Exercise brief:
In the entries below, find the line with "val nodeToMoveOnto = localShrinkActionProperties.nodeName" and the line with "var numShardsInSync = 0"; give again those lines and every line between them, exactly.

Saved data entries
PR #335, opened 2022-04-18
Fixes shrink action shard allocation checks

downsrob:

*Issue #, if available:*
NA

*Description of changes:*
There were a few issues with Shrink shard allocation which would cause failures when shrinking indices with replicas:
- During shard allocation dry run, a move shard request was initiated for every shard not present on the target node. This could mean a primary shard and multiple replicas. When multiple requests for the same shard are initiated at one time, the dry run will fail with `explanation=a copy of this shard is already allocated to this node`. To fix this, this PR only creates an allocation dry run request for one random shard copy for each shard.
- During shard allocation dry run, allocation requests were still created for shards which had a copy on the target node already, because of this the dry run would fail with `explanation=a copy of this shard is already allocated to this node`. To fix this, this PR checks if any copy of the shard is present on the target node to initiate a request.
- While waiting for shard allocation to finish, we previously only checked that primary shards were on the target node, meaning that a replica shard being on the target node instead would not allow shrink. This PR fixes that behavior by checking if any copy of each shard is on the target node and started.

*CheckList:*

### DIFF
--- a/src/main/kotlin/org/opensearch/indexmanagement/indexstatemanagement/step/shrink/WaitForMoveShardsStep.kt
+++ b/src/main/kotlin/org/opensearch/indexmanagement/indexstatemanagement/step/shrink/WaitForMoveShardsStep.kt
@@ -63,16 +63,16 @@ class WaitForMoveShardsStep(private val action: ShrinkAction) : Step(name) {
             val nodeToMoveOnto = localShrinkActionProperties.nodeName
             val inSyncAllocations = context.clusterService.state().metadata.indices[indexName].inSyncAllocationIds
             val numReplicas = context.clusterService.state().metadata.indices[indexName].numberOfReplicas
-            var numShardsOnNode = 0
+            val shardIdOnNode: MutableMap<Int, Boolean> = mutableMapOf()
             var numShardsInSync = 0
             for (shard: ShardStats in response.shards) {
                 val routingInfo = shard.shardRouting
                 val nodeIdShardIsOn = routingInfo.currentNodeId()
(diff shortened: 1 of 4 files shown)


thalurur (approved):

downsrob:
Test and build workflow CI failure was due to unrelated flaky test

Task output:
             val nodeToMoveOnto = localShrinkActionProperties.nodeName
             val inSyncAllocations = context.clusterService.state().metadata.indices[indexName].inSyncAllocationIds
             val numReplicas = context.clusterService.state().metadata.indices[indexName].numberOfReplicas
-            var numShardsOnNode = 0
+            val shardIdOnNode: MutableMap<Int, Boolean> = mutableMapOf()
             var numShardsInSync = 0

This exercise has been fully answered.